И трёх недель ещё не прошло, как добрался он до Москвы из несчастной Калуги, и, как прилетевшая птица, только усаживался на прежнее место и всё никак не мог угнездиться. Труд его было пошёл, и пошёл хорошо, подав надежду, что очень скоро он мощно окончит его, и вдруг, соблазнённый театром, позадумавшись не о том, он вновь беспомощно затоптался на месте, сосредоточенность творчества целое утро не приходила к нему, согрешившему против закона единства всех сил, которым только и живо искусство, он всё приступал, приступал, перебирая клочки на столе, а тут ещё этот пустой для него разговор, день потерян, должно быть, совсем, и одна мысль о потере рабочего дня рождала в душе капризное раздраженье, тогда как счастливый артист выговаривал сочно и мягко:
— ...Висяша первым оценил его по достоинству, замечательно об нем говорил... экая память... что-то вроде бы так: «Его самобытное мнение, сшибаясь с твоим, высекает искры ума...» Возможно, слова и не те, однако ж голову Ивана Сергеича Висяша ставил много выше других и ужасно скучал без него. Так вот этот самый Тургенев[52] желал бы с тобой познакомиться...
При звуках этого имени он вдруг оживился, но задал вопрос точно нехотя, заранее предвидя ответ:
— Так этот Тургенев... учеником был... Белинского?
Глаза Щепкина так и спрятались шельмами в щёлочки век:
— Учеником?.. Может быть... Однако ж другом скорее всего, даже из самых ближайших друзей. Висяша частенько бранил его мальчиком, на его языке это значило много.

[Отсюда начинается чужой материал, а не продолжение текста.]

PR #521, opened 2026-08-28
Redesign the SUnit run-limit guard test for CI (Phase 12)

MatiasFernandez:
## Why

The blocking-call guard's only assertion branched on how many TestCase subclasses the live stone happened to hold, so CI's bare vendor extent always ran the within-cap path — every kernel SUnit suite in one synchronous, un-interruptible GCI call (~2s on 3.6.2, ~46s on 3.7.5, against vitest's 5s default).

## What changed

Added a bounded, deterministic fixture (`runLimitProbeFixture.ts`) that creates `MAX_RUN_CLASSES + 1` throwaway TestCase subclasses in one doit, so both directions of the guard are asserted identically on every matrix cell in ~15ms. Deleted `querySunitRunLimit.smoke.test.ts` now that its assertion lives in the CI-run integration suite.

## Testing

`npm run lint`, `npm run format:check`, `npm run compile` and `npm test` all pass.


client/src/queries/__tests__/querySunit.integration.test.ts
```diff
@@ -162,13 +163,34 @@ describe('SUnit queries (integration)', () => {
...
-    // it end-to-end means branching on the live image's size, and the
-    // within-cap branch runs every discovered suite in one un-interruptible GCI
-    // call — too slow for CI on some stones, and unkillable by a vitest
-    // timeout. It's parked in the on-demand gci project
-    // (src/__tests__/gci/querySunitRunLimit.smoke.test.ts) pending a redesign
-    // that trips the guard deterministically; see that file's header.
+    // The blocking-call guard (MAX_RUN_CLASSES). Both directions are asserted with
+    // a fixture sized on purpose, so the same assertion runs on every matrix cell.
+    it('refuses a discover-all selection over the cap, without running any suite', () => {
+      installRunLimitProbeClasses(exec, MAX_RUN_CLASSES + 1);
```
npapagna: Are we missing the `MAX_RUN_CLASSES - 1` case (below the threshold)

client/src/queries/__tests__/querySunit.integration.test.ts
```diff
@@ -162,13 +163,34 @@ describe('SUnit queries (integration)', () => {
...
+
+      // Whatever the stone already held, the selection is now over the cap.
+      expect(discoverAllTestClasses(exec).length).toBeGreaterThan(MAX_RUN_CLASSES);
+      expect(() => runFailingTests(exec)).toThrow(/too many to run[\s\S]*Narrow the run/);
+    });
+
+    it('runs an at-cap selection and reports its failures', () => {
```
npapagna: **[altitude] At-cap test cost scales unbounded with `MAX_RUN_CLASSES`**

This test installs 100 real TestCase subclasses then calls `runFailingTests(exec, names)`, which per `runFailingTests.ts` actually runs `cls suite run` for all of them (200 method sends) and re-runs each failing test a second time to capture messageText (100 more sends) — ~300 real GCI-side executions in one blocking call, directly proportional to `MAX_RUN_CLASSES` with no independent test-side cap.

If `MAX_RUN_CLASSES` is ever raised (e.g. to fit a legitimately larger customer suite), this test's runtime grows right along with it, silently reintroducing the '46s on GemStone 3.7.5'-style cliff this PR's own description cites as the original bug — except now deterministically, on every CI run across the whole release matrix.

client/src/queries/__tests__/querySunit.integration.test.ts
```diff
@@ -162,13 +163,34 @@ describe('SUnit queries (integration)', () => {
...
-    // (src/__tests__/gci/querySunitRunLimit.smoke.test.ts) pending a redesign
-    // that trips the guard deterministically; see that file's header.
+    // The blocking-call guard (MAX_RUN_CLASSES). Both directions are asserted with
+    // a fixture sized on purpose, so the same assertion runs on every matrix cell.
+    it('refuses a discover-all selection over the cap, without running any suite', () => {
+      installRunLimitProbeClasses(exec, MAX_RUN_CLASSES + 1);
+
+      // Whatever the stone already held, the selection is now over the cap.
+      expect(discoverAllTestClasses(exec).length).toBeGreaterThan(MAX_RUN_CLASSES);
+      expect(() => runFailingTests(exec)).toThrow(/too many to run[\s\S]*Narrow the run/);
```
npapagna: **[test-coverage] Discover-all happy path is now completely untested**

The only remaining no-args call to `runFailingTests(exec)` is in this over-cap test, which only exercises the throw branch. Nothing in the suite calls it with no args and lets it run to completion (under/at cap) against a live stone — the deleted smoke test's weak 'within cap: returns an array' assertion for this exact path has no replacement. A regression specific to the `DISCOVER_ALL_TEST_CLASSES` fragment actually being run (as opposed to the explicit-classNames path the other two new tests exercise) would pass this whole suite yet break for any real caller invoking 'run everything under the cap'.

client/src/queries/__tests__/querySunit.integration.test.ts
```diff
@@ -162,13 +163,34 @@ describe('SUnit queries (integration)', () => {
...
-    // The blocking-call guard (MAX_RUN_CLASSES) is NOT covered here. Asserting
-    // it end-to-end means branching on the live image's size, and the
-    // within-cap branch runs every discovered suite in one un-interruptible GCI
-    // call — too slow for CI on some stones, and unkillable by a vitest
-    // timeout. It's parked in the on-demand gci project
-    // (src/__tests__/gci/querySunitRunLimit.smoke.test.ts) pending a redesign
-    // that trips the guard deterministically; see that file's header.
+    // The blocking-call guard (MAX_RUN_CLASSES). Both directions are asserted with
+    // a fixture sized on purpose, so the same assertion runs on every matrix cell.
+    it('refuses a discover-all selection over the cap, without running any suite', () => {
```
npapagna: **[test-coverage] Test title's 'without running any suite' claim isn't independently verified**

The body only asserts `toThrow(...)`; it never checks a side effect that would only exist if a suite had actually run. The guarantee depends entirely on the guard preceding the run loop in `runFailingTests.ts`'s Smalltalk source — a future reordering of those two statements would silently break it without this test catching it.

client/src/queries/__tests__/runLimitProbeFixture.ts
```diff
@@ -0,0 +1,39 @@
...
+// One doit for the whole batch, so cost is flat in `count` — ~4ms for 100 on
+// 3.6.2. Installed inside the caller's transaction, so the harness's per-test
+// abort reclaims them; no teardown.
+
+import { QueryExecutor } from '../types';
+
+const PROBE_CLASS_PREFIX = 'JasperRunLimitProbe';
+
+/** Names of the classes {@link installRunLimitProbeClasses} creates, in order. */
+export function runLimitProbeClassNames(count: number): string[] {
```
npapagna: **[correctness] Two independent name-generation mechanisms must stay in sync**

Class names are built twice: once inside the Smalltalk doit (`i printString` in a `1 to: count do:` loop) and once separately in JS (`Array.from({length: count}, (_, i) => ...i+1)`). They agree today, but nothing enforces it — an independent edit to either (zero-based indexing, zero-padding) would silently desync the returned names from the classes actually created in GemStone.

Relatedly: this export has exactly one caller in the repo (itself, from `installRunLimitProbeClasses`) — worth considering whether it needs to be public at all.

client/src/queries/__tests__/runLimitProbeFixture.ts
```diff
@@ -0,0 +1,39 @@
...
+}
+
+/**
+ * Creates `count` trivial TestCase subclasses in UserGlobals, each with one
+ * passing and one failing test, and returns their names.
+ */
+export function installRunLimitProbeClasses(exec: QueryExecutor, count: number): string[] {
+  exec(`[| c |
+1 to: ${count} do: [:i |
+  c := TestCase subclass: '${PROBE_CLASS_PREFIX}', i printString
```
npapagna: **[correctness, plausible] Missing `ifAbsent:` guard vs. sibling fixture**

`sunitProbeFixture.ts` guards the identical `TestCase subclass: ...` operation with `UserGlobals at: #'JasperProbeTest' ifAbsent: [...]`; this fixture redefines unconditionally. Normally harmless under the harness's per-test transaction abort, but a crashed prior run or a long-lived stone bypassing the abort (e.g. `dev:fresh:keep-installs`) could hit a redefinition conflict instead of failing cleanly.

client/src/queries/__tests__/querySunit.integration.test.ts
```diff
@@ -162,13 +163,34 @@ describe('SUnit queries (integration)', () => {
...
+      installRunLimitProbeClasses(exec, MAX_RUN_CLASSES + 1);
+
+      // Whatever the stone already held, the selection is now over the cap.
+      expect(discoverAllTestClasses(exec).length).toBeGreaterThan(MAX_RUN_CLASSES);
```
npapagna: **[efficiency] Over-cap test walks the full symbolList twice**

`discoverAllTestClasses(exec)` here and the identical internal walk inside `runFailingTests(exec)`'s no-args path both execute `DISCOVER_ALL_TEST_CLASSES`. Unlike the other two new tests (explicit class lists, O(1) in image size), this test's runtime still scales with however many TestCase subclasses the live image actually holds.

client/src/queries/__tests__/runLimitProbeFixture.ts
```diff
@@ -0,0 +1,39 @@
...
+    instVarNames: #() classVars: #() classInstVars: #() poolDictionaries: #()
+    inDictionary: UserGlobals.
+  c compileMethod: 'testPasses  self assert: true'
```
npapagna: **[efficiency] Over-cap test compiles 202 methods it never executes**

The over-cap test only needs 101 classes to exist so the pure count guard trips before any suite runs — neither `discoverAllTestClasses` nor the guard's count check inspects methods, so a bare class shell would trip it identically. `installRunLimitProbeClasses` always compiles both `testPasses`/`testFails` regardless of caller, making these 202 compiles pure waste for this call site.

Also: `System myUserProfile symbolList` is re-evaluated on every `compileMethod:` call inside the loop (200 times for count=100) instead of hoisted once into a temp, unlike the sibling pattern already used in `runFailingTests.ts`'s `DISCOVER_ALL_TEST_CLASSES`/`buildPatternFilter`. Minor, but easy to fix.

client/src/__tests__/gci/querySunitRunLimit.smoke.test.ts
```diff
@@ -1,59 +0,0 @@
-// On-demand smoke test for runFailingTests' blocking-call guard (MAX_RUN_CLASSES).
-//
-// PARKED HERE DELIBERATELY. The rest of the SUnit-query smoke tests live in the
-// automatic suite (`src/queries/__tests__/querySunit.integration.test.ts`);
-// this one does not, because as written it cannot run in CI:
-//
-// Correct behavior depends on image size, so the test branches on how many
```
npapagna: **[altitude] Historical diagnostic data lost with nothing preserved**

This header recorded specific figures (CI's bare vendor extent has 7 kernel SUnit classes; ~2s vs ~46s on GemStone 3.7.5; vitest's 5s timeout) that justified `MAX_RUN_CLASSES` and this guard's existence. The replacement comment in `querySunit.integration.test.ts` is two generic sentences with none of that data — it's now only recoverable via git blame on this deleted file.

npapagna (changes requested):
Thanks @MatiasFernandez!
Left a couple of comments.

client/src/queries/__tests__/runLimitProbeFixture.ts
MatiasFernandez: Fixed — the names are generated once in JS and interpolated into the doit as a literal array, so the doit can't create a name the caller didn't get back. Also made `runLimitProbeClassNames` module-private.

client/src/queries/__tests__/runLimitProbeFixture.ts
MatiasFernandez: Added the `ifAbsent:` guard for consistency with `sunitProbeFixture.ts`. FWIW the conflict itself didn't reproduce — re-running the unguarded fixture twice on a live 3.7.5 stone just makes a new class version, no error and no duplicate in the discovered set — but the guard is free and makes the fixture idempotent by construction.

client/src/queries/__tests__/querySunit.integration.test.ts
MatiasFernandez: The over-cap test does evaluate the `DISCOVER_ALL_TEST_CLASSES` fragment inside the production doit — it has to, to compute `classes size` before the guard raises — so a compile or result-shape regression in the fragment fails there (or in the `discoverAllTestClasses` tests). The run-loop-and-parse half is covered end-to-end by the explicit-classNames test and the `classNamePattern` test, which walks the symbolList with the same shape and runs to completion; the two halves don't interact, since the loop just consumes an OrderedCollection of classes whichever expression produced it. What's left uncovered is that seam, and the only test that closes it is the unbounded live no-args run this phase deleted on purpose (every kernel SUnit suite in one un-interruptible GCI call: ~46s on 3.7.5 against vitest's 5s timeout, with no way to bound the discovered set).

client/src/queries/__tests__/querySunit.integration.test.ts
MatiasFernandez: Good catch — the title was asserting something the body didn't check, and the only thing holding it up was the order of two adjacent statements in the generated doit.

The probe classes' `testPasses` now writes a marker global (`#JasperRunLimitProbeSuiteRan`), which the fixture removes at install time, and the over-cap test asserts the marker is still absent after the throw:

```ts
expect(() => runFailingTests(exec)).toThrow(/too many to run[\s\S]*Narrow the run/);
expect(anyRunLimitProbeSuiteRan(gci, handle)).toBe(false);
```

`anyRunLimitProbeSuiteRan` lives in `runLimitProbeFixture.ts` and is a thin wrapper over the existing `GciLibrary#isIncludedInUserGlobals`. Confirmed it has teeth: asserting `true` in the at-cap test (where suites genuinely run) passes, so reordering the guard after the run loop would now fail this test. Cost is one extra tiny GCI call in the over-cap test only — no extra `compileMethod` and nothing added to the at-cap test's runtime or the symbolList walks.

client/src/queries/__tests__/querySunit.integration.test.ts
MatiasFernandez: The guard is `classes size > MAX_RUN_CLASSES`, so the boundary pair is N and N+1 — `MAX_RUN_CLASSES - 1` sits on the same side as the at-cap test and can only fail if that one already does. The at-cap test ("runs an at-cap selection and reports its failures") is the below-threshold case; a `MAX - 1` variant would add ~99 more live suite runs for no extra coverage. Worth noting too that a below-cap selection isn't constructible on the discover-all path at all, since the fixture can only add to whatever the stone already holds — which is why that test goes through explicit `classNames`.

client/src/queries/__tests__/querySunit.integration.test.ts
MatiasFernandez: Measured it. The mechanics are right — 200 test-method executions plus 100 re-runs, linear in `MAX_RUN_CLASSES` — but the cost isn't there.

Local, install vs. `runFailingTests`, same instrumentation on both stones:

```
            3.7.5                       3.6.2
N=10   install=1.4ms run=1.3ms     install=1.5ms run=1.2ms
N=25   install=1.2ms run=1.5ms     install=1.3ms run=1.7ms
N=50   install=1.8ms run=2.3ms     install=1.8ms run=2.6ms
N=100  install=3.3ms run=4.1ms     install=3.4ms run=4.5ms
N=100  install=3.1ms run=4.1ms     install=3.5ms run=4.4ms
N=100  install=3.6ms run=4.1ms     install=3.6ms run=4.6ms
```

3.7.5 is marginally *faster*, not slower: ~31 µs/class on the run half vs ~37 µs on 3.6.2. The at-cap test itself reports 13 ms on 3.7.5, 10 ms on 3.6.2.

CI agrees, on hardware neither of us controls. Per-file durations from run 33537673189 (all 14 tests plus every `beforeEach` install, so an upper bound on the at-cap test):

```
ubuntu  3.6.2    202 / 216 ms      windows  3.6.2    405 ms
ubuntu  3.6.8    260 ms            windows  3.6.8    479 ms
ubuntu  3.7.2    163 ms            windows  3.7.2    424 ms
ubuntu  3.7.4.3  244 ms            windows  3.7.4.3  458 ms
ubuntu  3.7.5    147 / 168 ms      windows  3.7.5    335 / 427 ms
```

Worst cell in the matrix is 479 ms for the whole file, and 3.7.5 is among the fastest.

The 46s cliff was a real image's TestCases doing real setUp/tearDown work on the discover-all path — it scaled with the *weight* of the tests, not the class count. The probes are two one-line methods each. At the measured slope the cap would have to reach roughly 60,000 before this test alone approached vitest's 5s timeout; at a raised cap of 1,000 it costs ~50 ms.

Leaving it as is. An independent test-side cap would also stop this from being the at-cap boundary case, which is the property I leaned on in the `MAX - 1` thread.

client/src/queries/__tests__/runLimitProbeFixture.ts
MatiasFernandez: Hoisted `System myUserProfile symbolList` into an `sl` temp, so it's evaluated once per install instead of twice per class (202 times for the over-cap call) — matches the pattern already in `DISCOVER_ALL_TEST_CLASSES` and `buildPatternFilter`. Measured before/after on a 3.6.2 stone, 4 runs each: the difference is within run-to-run noise, so this is a consistency fix rather than a real saving.

I've left the method compilation alone. Since you wrote this, the over-cap test gained an `expect(anyRunLimitProbeSuiteRan(gci, handle)).toBe(false)` assertion (from another thread on this round) — it checks that no probe's `testPasses` wrote its marker global, which is what actually pins the refusal to *before* the run loop. With bare class shells there'd be no `testPasses` to write the marker, so "marker absent" would be vacuously true and the assertion would prove nothing. Those 202 compiles are what give it teeth, so they're no longer waste for this call site.

client/src/queries/__tests__/querySunit.integration.test.ts
MatiasFernandez: Confirmed, and measured: one full walk is ~0.6 ms warm on both 3.6.2 and 3.7.5 (108 classes discovered after the fixture installs), so the redundant one is ~0.2% of the file's ~400 ms. Leaving it — the second walk is `runFailingTests`' own and irreducible, and the first is what shows the DISCOVER_ALL fragment is exercised at all in this test (see the discover-all thread).

The interesting bit from measuring: on a freshly started 3.7.5 stone, one discover-all test really does cost ~30 ms — but it's one-shot warm-up, and vitest's shuffle pins it on whichever discover-all test runs first. This time that was the dedup test, which does a single walk and no install, so the double walk isn't what's paying for it. Steady state the over-cap test is 8–11 ms, tied with the at-cap one.

client/src/__tests__/gci/querySunitRunLimit.smoke.test.ts
MatiasFernandez: Good catch — those figures were worth keeping. Split them by what each one justifies: the ~2s-vs-~46s-on-3.7.5 cliff for a bare extent's 7 kernel SUnit classes now sits directly above `MAX_RUN_CLASSES` in `runFailingTests.ts`, since it's the only evidence the cap needs to exist at all, and it's framed so the 100-trivial-probes-in-~4ms number can't be misread as the cap being over-tight. The CI-parking history and vitest's 5s timeout went into the guard tests' comment in `querySunit.integration.test.ts` (including the ~60,000 headroom figure from the at-cap-cost thread), and while I was in `runLimitProbeFixture.ts` I refreshed its stale "~4ms for 100 on 3.6.2" with the numbers measured during this round: ~3.3-3.4ms to install 100 on both versions, ~4.1ms/~4.5ms to run them on 3.7.5/3.6.2. The 7-class figure was already in that fixture header and stays there.

npapagna (approved):
Thanks @MatiasFernandez!
🚢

Очень был робок, любил шуткой поприкрыть свои чувства.
Он разрешил, как будто соглашаясь на просьбу, которую Щепкин произнести не успел:
— Ну что ж, приходите.
Щепкин пожевал в раздумье губами, повертел головой, но вдруг взглянул с пониманием, с хитроватым блеском в глазах:
— А когда же приходить?
В сущности, они оба играли по привычке к актёрству, он только не понимал, для чего Михайло Семёнович навязывал его вниманию так ярко в недавнее время заявившего о себе молодого писателя, нацепив именно эту маску стариковского благодушия, но не успел как следует додумать, отложив на потом, — так стремительно нарастало желание поскорее увидеть этого даровитого юношу, и в одно мгновение поверилось страстно, что встреча с Тургеневым как-то поможет навести необходимый порядок в душе, угнездиться наконец и уж по-настоящему, без остановок и отвлечений на финтифлюшки, приняться за труд.
52
Тургенев Иван Сергеевич (1818 — 1883) — писатель-реалист, автор многочисленных очерков, рассказов, повестей, романов и пьес, лирико-философских «Стихотворений в прозе» (1882).